**Exercise objective:**
The entire set of lines below should be copied exactly.

═══ Given records ═══

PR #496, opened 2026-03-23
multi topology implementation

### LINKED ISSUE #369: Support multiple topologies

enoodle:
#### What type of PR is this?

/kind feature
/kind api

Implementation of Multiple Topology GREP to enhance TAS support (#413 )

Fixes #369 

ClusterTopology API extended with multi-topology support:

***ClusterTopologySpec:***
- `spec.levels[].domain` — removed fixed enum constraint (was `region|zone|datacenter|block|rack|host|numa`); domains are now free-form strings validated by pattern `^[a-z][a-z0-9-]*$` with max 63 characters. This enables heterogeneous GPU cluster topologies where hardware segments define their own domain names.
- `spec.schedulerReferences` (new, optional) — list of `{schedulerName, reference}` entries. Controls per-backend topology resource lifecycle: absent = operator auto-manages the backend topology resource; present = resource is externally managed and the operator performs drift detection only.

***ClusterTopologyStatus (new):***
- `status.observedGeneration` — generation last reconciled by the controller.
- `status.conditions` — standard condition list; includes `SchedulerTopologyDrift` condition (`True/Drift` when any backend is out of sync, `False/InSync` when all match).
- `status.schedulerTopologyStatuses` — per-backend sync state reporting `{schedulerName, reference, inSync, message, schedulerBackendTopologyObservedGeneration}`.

═══

**Exercise response:**
PR #496, opened 2026-03-23
multi topology implementation

### LINKED ISSUE #369: Support multiple topologies

enoodle:
#### What type of PR is this?

/kind feature
/kind api

Implementation of Multiple Topology GREP to enhance TAS support (#413 )

Fixes #369 

ClusterTopology API extended with multi-topology support:

***ClusterTopologySpec:***
- `spec.levels[].domain` — removed fixed enum constraint (was `region|zone|datacenter|block|rack|host|numa`); domains are now free-form strings validated by pattern `^[a-z][a-z0-9-]*$` with max 63 characters. This enables heterogeneous GPU cluster topologies where hardware segments define their own domain names.
- `spec.schedulerReferences` (new, optional) — list of `{schedulerName, reference}` entries. Controls per-backend topology resource lifecycle: absent = operator auto-manages the backend topology resource; present = resource is externally managed and the operator performs drift detection only.

***ClusterTopologyStatus (new):***
- `status.observedGeneration` — generation last reconciled by the controller.
- `status.conditions` — standard condition list; includes `SchedulerTopologyDrift` condition (`True/Drift` when any backend is out of sync, `False/InSync` when all match).
- `status.schedulerTopologyStatuses` — per-backend sync state reporting `{schedulerName, reference, inSync, message, schedulerBackendTopologyObservedGeneration}`.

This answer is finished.